By Shoshana Bryen
WASHINGTON, D.C. — Defense Secretary Leon Panetta was to address a mixed U.S.-Afghan audience at Camp Leatherneck in Afghanistan only weeks after six American solders were killed by Afghan soldiers, and days after an American soldier allegedly killed 16 Afghan civilians. That circumstance alone would ensure a tense atmosphere, but the decision to disarm the 200 Marines who planned to hear the secretary should set off further alarm bells.
The Marines were told to take their weapons out of the tent, deposit them in another location, and to return unarmed. Sgt. Maj. Brandon Hall told news outlets that he was acting on orders:
Something has come to light. … I was told to get the weapons out. All I know is I was told to get the weapons out. … Somebody got itchy, that’s all I’ve got to say. Somebody got itchy; we just adjust.
Helmand province Commander Mark Gurganus told the New York Times: “You’ve got one of the most important people in the world in the room.”
He denied any link to the alleged murder of the Afghans. On the other hand, Gurganus also said he gave the order because he didn’t want the Afghan soldiers — disarmed as they normally are under such circumstances — treated differently from the Americans:
This is not a big deal.
Oh, yes it is.
When a U.S. cabinet official presents in a war zone, the first concern has to be that enemies of the United States would try to attack such a high-profile target. The current circumstance in which Afghan soldiers have proved to be somewhat less reliable partners than one might hope (to say this gently) is all the more reason to have the Marines armed and ready for an unexpected circumstance — a hidden knife, or someone charging through the door with an AK-47. Disarming the extra layer of security that the Marine audience would provide is foolish. Even more foolish is the general’s politically correct decision to assuage the potential hurt feelings of the disarmed Afghan soldiers by disarming his own.
Unless he’s worried about the Marines, which puts us in scary territory.
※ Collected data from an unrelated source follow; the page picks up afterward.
PR #3002, opened 2023-12-24
fix: Optimize the error of update Neuron

devchenyan:
issue: https://github.com/Magickbase/neuron-public-issues/issues/336

image


Keith-CY (approved):

yanguoyu (approved):

Keith-CY:
https://github.com/nervosnetwork/neuron/assets/7271329/9b9cf750-ac1b-4ed3-b684-b4c6af069329

The dialog shows repeatedly when it's dismissed by `esc` button

BTW, the `confirm` button should be white text color when it's in dark mode

devchenyan:
> Screen.Recording.2023-12-26.at.18.58.19.mov 
> The dialog shows repeatedly when it's dismissed by `esc` button
> 
> BTW, the `confirm` button should be white text color when it's in dark mode

In the design criteria, the cancel button should be white and the confirm button should be black text color when it's in dark mode.
image

silySuper (approved):

PR #3004, opened 2023-12-29
Enable playwright

Keith-CY:


Keith-CY:
I found the `request for review` has been proposed 2 weeks ago, but the CI failed, please check @silySuper

PR #3010, opened 2024-01-04
fix: Remove walletId for `get-multisig-config` API

yanguoyu:
Refer to https://github.com/Magickbase/neuron-public-issues/issues/348
1. Remove `walletId` for `get-multisig-config` API
2. Disabled `Approve` button when the current wallet can not sign for the multisig config.

https://github.com/nervosnetwork/neuron/assets/12881040/32906371-9c4e-4421-951f-2edfe9fd372f

### DIFF
--- a/packages/neuron-ui/src/components/MultisigAddress/index.tsx
+++ b/packages/neuron-ui/src/components/MultisigAddress/index.tsx
@@ -28,10 +28,12 @@ import { ReactComponent as Edit } from 'widgets/Icons/Edit.svg'
 import { Download, Search } from 'widgets/Icons/icon'
 import { HIDE_BALANCE, NetworkType } from 'utils/const'
 import { onEnter } from 'utils/inputDevice'
+import getMultisigSignStatus from 'utils/getMultisigSignStatus'
 import { useSearch, useConfigManage, useExportConfig, useActions, useSubscription } from './hooks'
 
 import styles from './multisigAddress.module.scss'
 
+const ApproveKey = 'approve'
 const tableActions = [
   {
     key: 'info',
@@ -46,7 +48,7 @@ const tableActions = [
     icon: <Transfer />,
   },
   {
-    key: 'approve',
+    key: ApproveKey,
     icon: <Confirm />,
   },
 ]
@@ -56,7 +58,7 @@ const MultisigAddress = () => {
   useOnLocaleChange(i18n)
   useExitOnWalletChange()
   const {
-    wallet: { id: walletId },
+    wallet: { id: walletId, addresses },
     chain: { networkID },
     settings: { networks = [] },
   } = useGlobalState()
@@ -281,6 +283,7 @@ const MultisigAddress = () => {
                   dataIndex: 'action',
                   align: 'left',
                   render(_, __, item) {
+                    const { canSign } = getMultisigSignStatus({ multisigConfig: item, addresses })
                     return (
                       <div className={styles.action}>
                         <Tooltip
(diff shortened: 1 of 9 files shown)


devchenyan (approved):

packages/neuron-wallet/src/services/sync-progress.ts
```diff
@@ -27,13 +27,13 @@ export default class SyncProgressService {
       .createQueryBuilder()
       .update(SyncProgress)
       .set({ delete: true })
-      .where({ walletId: Not(In(existWalletIds)) })
+      .where({ walletId: Not(In(existWalletIds)), addressType: SyncAddressType.Default })
```
Keith-CY, line 30: What is `addressType` for in this query

packages/neuron-ui/src/components/MultisigAddress/index.tsx
```diff
@@ -296,7 +299,7 @@ const MultisigAddress = () => {
                                   key={key}
                                   data-key={key}
                                   onClick={onClickItem(item)}
-                                  disabled={disabled}
+                                  disabled={key === ApproveKey ? !canSign || disabled : disabled}
```
Keith-CY, line 302: Availability should be set in the action list at https://github.com/nervosnetwork/neuron/blob/develop/packages/neuron-ui/src/components/MultisigAddress/index.tsx#L120

```ts
        disabled: selectIds.length > 1 && item.key !== 'delete',
```

yanguoyu: It depends on the data source, so it can not set value there.

Keith-CY: > It depends on the data source, so it can not set value there.

The available address list can be a condition of `listActionOptions`, or to say, `listActionOptions` changes when the address list changes

packages/neuron-wallet/src/services/sync-progress.ts
yanguoyu: In the previous, the multisig-config relates to the wallet. So we can remove other wallets' light client sync except for the current wallet. But now the multisig-config is a global config. So we should filter the wallet and ignore multisig configs. The `addressType` is a query for default `lockArgs` to filter multisig `lockArgs`.

packages/neuron-ui/src/components/MultisigAddress/index.tsx
yanguoyu: `listActionOptions` is a global option for every item. But every item's `Approve` disable status may be different.

Keith-CY: got it

packages/neuron-wallet/src/services/sync-progress.ts
Keith-CY: Got it

Keith-CY (approved):

silySuper:
After switching  different wallets for several times,sync process is stoped,even I have exited and open app again.

https://github.com/nervosnetwork/neuron/assets/25971273/a8d91ece-8fa1-43a6-992a-d6588cfcc61c

[Uploading neuron_debug_1705371474620.zip…]()

yanguoyu:
> After switching different wallets for several times,sync process is stoped,even I have exited and open app again.
> 
>  2024-01-16.10.21.14.mov 
> Uploading neuron_debug_1705371474620.zip…

Does the multisig sync to 99.95% block height? If not, it's normal because the light client should wait for the least sync block number.

silySuper:
This is multisig sync,already to  99.95% block height
截屏2024-01-16 10 28 21

yanguoyu:
> This is multisig sync,already to 99.95% block height 截屏2024-01-16 10 28 21

Thanks, I will find out what happened, besides, the debug information does not upload success in the up comment.

silySuper:
截屏2024-01-16 10 32 34
debug log shows this ,does this affect?

[neuron_debug_1705372285343.zip](https://github.com/nervosnetwork/neuron/files/13944690/neuron_debug_1705372285343.zip)

silySuper (approved):

PR #3014, opened 2024-01-10
Add left time for sync progress

yanguoyu:
1. Add left time for sync progress
image
image

2. Move the global dialog to the button when clicking `Refresh`

image


Keith-CY (approved):

yanguoyu:
@devchenyan @WhiteMinds @homura  Please have a review.

devchenyan (approved):

silySuper:
1.In light client mode,left time shown after sync 0.2%,in expect after sync is begin it should show

https://github.com/nervosnetwork/neuron/assets/25971273/a4604df7-e6db-4513-94f7-ee9ade03adfc


2.In light client mode,left time is increasing when sync process is increasing actually,in expect left time and sync process data should  inverse ratio.

https://github.com/nervosnetwork/neuron/assets/25971273/0d5582c2-339f-47d8-aacf-b12a40d441e5

3.By the way ,another UI problem:
when window is minimum，language after English(United States)  can not show and chose.Maybe add scroll bar is better.

https://github.com/nervosnetwork/neuron/assets/25971273/1f897fc4-202c-4b9b-8920-349905bb28e7

yanguoyu:
> 3.By the way ,another UI problem:
when window is minimum，language after English(United States) can not show and chose.Maybe add scroll bar is better.

I believe it will be better to open an new issue to track this problem.

yanguoyu:
Because the sync speed depends on the latest tip block number, network speed, and synced block number so it will keep correcting during synchronization.

silySuper:
Ok,Maybe No.1 and No.2 will cause users confused .@Danie0918 should know  this actual effect.
No.3 bug  new link: https://github.com/Magickbase/neuron-public-issues/issues/357

Danie0918:
> Ok,Maybe No.1 and No.2 will cause users confused .@Danie0918 should know this actual effect. No.3 bug new link: [Magickbase/neuron-public-issues#357](https://github.com/Magickbase/neuron-public-issues/issues/357)

This is the estimated time, and it's understandable that the remaining time changes, and I'll consider adding instructions subsequently.

silySuper (approved):

PR #3025, opened 2024-01-13
fix: The sync child process broken and not restart

devchenyan:
fix issue: https://github.com/Magickbase/neuron-public-issues/issues/309

WX20240113-235625

After the bug is fixed, errors are captured to ensure continuous synchronization.
image
image


yanguoyu:
After catching the rejecting error, will the sync process continue running?

devchenyan:
> After catching the rejecting error, will the sync process continue running?

When the error is not captured, the synchronization is interrupted
image


After capturing the error, the synchronization process does not get interrupted and continues to synchronize.
image

Keith-CY (approved):

yanguoyu (approved):

Keith-CY (approved):

silySuper (approved):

The president and the defense secretary have not defended the good name of American troops in the past few weeks. The president apologized to President Karzai for the accidental burning of Korans mutilated by Afghan Muslim militants before the whole story came to light. Karzai responded by demanding punishment under Afghan law and then an investigation. General John Allen, commander of the international force in Afghanistan, apologized to the Afghan government and the “noble Afghan people” even as American soldiers were being killed in what should have been the secure confines of the Afghan Interior Ministry. Karzai didn’t seem to feel the need to apologize, nor did our government seem to feel the need to press him.
On the subject of the American soldier suspected of killing Afghan civilians, Gen. Allen said: “The evidence at this point, both in terms of observations and reports and interviews, leads us to believe that he acted as an individual at this point.”
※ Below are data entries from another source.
PR #3052, opened 2024-03-02
fix: When address is not enough, stop update localSavedBlockNumber

yanguoyu:
This is an issue from [`discord`](https://discord.com/channels/956765352514183188/1084671124211769364/1212615721897689088)

The reason is the generated address and sync process are not synchronized. So when there is not enough address, the sync process will stop saving `localSavedBlockNumber`. Then after the new address is derived, it will start syncing from the right block number.

### DIFF
--- a/packages/neuron-wallet/src/services/addresses.ts
+++ b/packages/neuron-wallet/src/services/addresses.ts
@@ -95,19 +95,16 @@ export default class AddressService {
     receivingAddressCount: number = DefaultAddressNumber.Receiving,
     changeAddressCount: number = DefaultAddressNumber.Change
   ): Promise<AddressInterface[] | undefined> {
-    const [unusedReceivingAddresses, unusedChangeAddresses] = await this.getGroupedUnusedAddressesByWalletId(walletId)
-    const unusedReceivingCount = unusedReceivingAddresses.length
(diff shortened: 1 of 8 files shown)


yanguoyu:
The unsigned package can be found at https://github.com/yanguoyu/neuron/actions/runs/8123096389

Keith-CY (approved):

Keith-CY:
@devchenyan @homura @silySuper please have a review

devchenyan (approved):

packages/neuron-wallet/src/services/addresses.ts
```diff
@@ -140,6 +137,20 @@ export default class AddressService {
     return allGeneratedAddresses
   }
 
+  public static async getNeedGenerateAddressCount(
+    walletId: string,
+    receivingAddressCount: number = DefaultAddressNumber.Receiving,
+    changeAddressCount: number = DefaultAddressNumber.Change
+  ) {
```
homura, line 144: https://github.com/bitcoin/bips/blob/master/bip-0044.mediawiki#address-gap-limit

I'd suggest renaming it to `getAddressCountsToFillGapLimit` for better clarity

homura (approved):

silySuper (approved):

This curiously echoes the words generally associated with “lone wolf” terrorists in the United States. Secretary Panetta opined on the “lone wolf” soldier on the plane to Afghanistan: he might face the death penalty, Panetta said, an egregiously prejudicial remark about a man who hasn’t been charged yet and who had been diagnosed with a traumatic brain injury during the last of his three tours in Iraq. The soldier was found fit for duty and sent to Afghanistan, raising serious questions that will have to be part of the investigation. But Secretary Panetta appears already to have determined the outcome: soldier fit for trial, let’s talk about the death penalty.
The series of remarks by administration officials and military commanders, solicitous of Afghans and tin-eared towards the American soldiers who fight, build schools, and learn about Afghan agriculture before they deploy emphasizes the distance between the commander in Chief, his deputies, and the troops.
It is more than tin-eared; it is disrespectful of our troops to think the Marines had to be disarmed before they listened to the secretary of Defense.